Search code examples
pythonnumpytensorflowkeraspytorch

Hashed cross-product transformation in PyTorch


I want to implement a hashed cross product transformation like the one Keras uses:

>>> layer = keras.layers.HashedCrossing(num_bins=5, output_mode='one_hot')
>>> feat1 = np.array([1, 5, 2, 1, 4])
>>> feat2 = np.array([2, 9, 42, 37, 8])
>>> layer((feat1, feat2))
<tf.Tensor: shape=(5, 5), dtype=float32, numpy=
array([[0., 0., 1., 0., 0.],
       [1., 0., 0., 0., 0.],
       [0., 0., 0., 0., 1.],
       [1., 0., 0., 0., 0.],
       [0., 0., 1., 0., 0.]], dtype=float32)>
>>> layer2 = keras.layers.HashedCrossing(num_bins=5, output_mode='int')
>>> layer2((feat1, feat2))
<tf.Tensor: shape=(5,), dtype=int64, numpy=array([2, 0, 4, 0, 2])>

This layer performs crosses of categorical features using the "hashing trick". Conceptually, the transformation can be thought of as: hash(concatenate(features)) % num_bins.

I'm struggling to understand the concatenate(features) part. Do I have to do the hash of each "pair" of features?

In the meantime, I tried with this:

>>> cross_product_idx = (feat1*feat2.max()+1 + feat2) % num_bins
>>> cross_product = nn.functional.one_hot(cross_product_idx, num_bins)

It works, but not using a hash function can cause problems with distributions


Solution

  • I could trace it to this part of the code where they simply use "X" as a string separator on one set of crossed values from various features.

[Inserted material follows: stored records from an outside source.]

Issue #1000, opened 2021-02-03
settings subcollection is not traversable like the main collection


Fryguy:
This works: `localhost:3000/api/settings/workers`
This does not: `localhost:3000/api/servers/1/settings/workers`

IMO they should be consistent.

PR #1002, opened 2021-02-05
Add Subcollections::Settings

NickLaMuro:
This code has been living in the base controller, when it really should just exist as a subcollection, so moving it there so it is matching conventions (easier to find), to better represent what it does, and only apply the method to controllers that actually use it.

Links
-----

Original PRs around this topic:

- https://github.com/ManageIQ/manageiq-api/pull/275
- https://github.com/ManageIQ/manageiq-api/pull/304

### DIFF
--- a/app/controllers/api/base_controller.rb
+++ b/app/controllers/api/base_controller.rb
@@ -114,43 +114,7 @@ module Api
       end
     end
 
-    def settings
-      id       = @req.collection_id
-      type     = @req.collection
-      klass    = collection_class(@req.collection)
-      resource = resource_search(id, type, klass)
-
-      case @req.method
-      when :patch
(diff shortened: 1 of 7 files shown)


Fryguy:
@NickLaMuro does this fix #1000 ?

NickLaMuro:
@Fryguy no, just some refactoring in settings to address some duplicate code and weirdness.  Felt like it should be it's own thing prior to addressing #1000

Fryguy:
Only thing I can't see is whether or not this code is used by the base collection as well?  (I'd expect `/api/settings/...` to be equivalent to `/api/server/<my_server_id>/settings/...`)

NickLaMuro:
@Fryguy `/api/settings` comes from `Api::SettingsController` (`app/controllers/api/settings_controller.rb`), and doesn't use this code, hence why it is confusing.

    I'm struggling to understand the concatenate(features) part. Do I have to do the hash of each "pair" of features?

    If you are crossing two features, for each pair of values from each feature, you would need to "combine" them somehow (which is what they term as "concatenation"). The concatenation I see from the code is just string concatenation using the separator "X".

    So if you have feature A: "A1", "A2" and feature B: "B1", "B2", "B3", you would need to do

    • hash("A1_X_B1") % num_bins
    • hash("A1_X_B2") % num_bins
    • hash("A1_X_B3") % num_bins
    • hash("A2_X_B1") % num_bins
    • hash("A2_X_B2") % num_bins
    • hash("A2_X_B2") % num_bins

    and then one-hot encode these numbers if you want.

    Tensoring the operations

    I'm going to assume your features are categorical but numeric IDs, because if they were strings you would need to additionally map them out to integers.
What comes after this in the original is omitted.